For Candida sp. arthritis, fluconazole for 6 weeks or echinocandin (micafungin, caspofungin, or anidulafungin) for 2 weeks, followed by fluconazole for at least 4 weeks is recommended [15]. However, the duration of antifungal therapy should be extended to 6–12 months for Candida sp. osteomyelitis [15]. For Candida sp. arthritis of native joints, adequate drainage is recommended [15]. However, in one study, only 36% of patients underwent adjunctive surgical intervention including drainage, irrigation, debridement, and amputation, and 62% of patients were treated with medical therapy alone [10]. In most cases with Candida sp. osteomyelitis, both surgical intervention and prolonged antifungal therapy are warranted to eradicate the infection [16].

Candida sp. prosthetic joint infection is more difficult to treat.

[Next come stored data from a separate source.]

PR #16388, opened 2025-12-24
Integrate CUDA sampler into ASR runner and enable skip_copy for decoder

larryliu0820:
- cuda_backend.cpp: Support comma-separated method names in
  skip_copy_output_to_cpu_for_method backend option.
- runner.cpp: Use CudaSampler for argmax when CUDA is available and
  temperature==0. Skip copy to CPU for both encoder and decoder methods.
- CMakeLists.txt updates: Link against extension_llm_sampler_cuda library
  and include the sampler subdirectory.

This optimization keeps decoder logits on GPU and performs argmax directly
on GPU memory, avoiding unnecessary device-to-host copies in the decode loop.

### DIFF
--- a/backends/cuda/runtime/cuda_backend.cpp
+++ b/backends/cuda/runtime/cuda_backend.cpp
@@ -83,7 +83,36 @@ class ET_EXPERIMENTAL CudaBackend final
       return false;
     }
     std::lock_guard<std::mutex> guard(skip_copy_method_mutex_);
-    return method_name == skip_copy_method_;
+    // Support comma-separated list of method names
+    if (skip_copy_method_.empty()) {
+      return false;
+    }
+    // Check if method_name matches any entry in the comma-separated list
+    size_t start = 0;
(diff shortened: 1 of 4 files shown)


larryliu0820:
* __->__ #16388
* #16387
* #16386

backends/cuda/runtime/cuda_backend.cpp
```diff
@@ -83,7 +83,36 @@ class ET_EXPERIMENTAL CudaBackend final
       return false;
     }
     std::lock_guard<std::mutex> guard(skip_copy_method_mutex_);
-    return method_name == skip_copy_method_;
+    // Support comma-separated list of method names
+    if (skip_copy_method_.empty()) {
```
Gasoonjia, line 87: hmm can we make the `skip_copy_method_` as an array? Maybe we can avoid the fancy comparsion here for supporting multiple method names

Gasoonjia (approved):

larryliu0820:
obsolete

The formation of Candida biofilms on both human tissues and prosthetic materials has been studied extensively and is thought to contribute to treatment failure [17,18,19]. For the treatment of Candida sp. prosthetic joint infection, a two-stage arthroplasty exchange is the preferred surgical approach for eradicating infection and preserving joint function [15, 20]. Two-stage arthroplasty exchange is composed of two surgeries: removal of all prosthetic materials (stage 1), and re-implantation of a new prosthesis usually 3 to 6 months later (stage 2). Antifungal therapy should be continued for at least 12 weeks after stage 1 surgery and for at least 6 weeks after stage 2 surgery. The interval between the two surgeries is not yet established.

A rare Candida sp. could be a causative organism of osteoarticular infection, especially in patients with a prior history of intra-articular injections. Even a single colony of Candida on synovial fluid should be considered as pathogenic, and the patient should receive the optimized antifungal therapy by selecting the appropriate drug, dosage, and duration. A high index of suspicion is required to establish the correct diagnosis and successful treatment to prevent irreversible joint destruction and preserve articular function.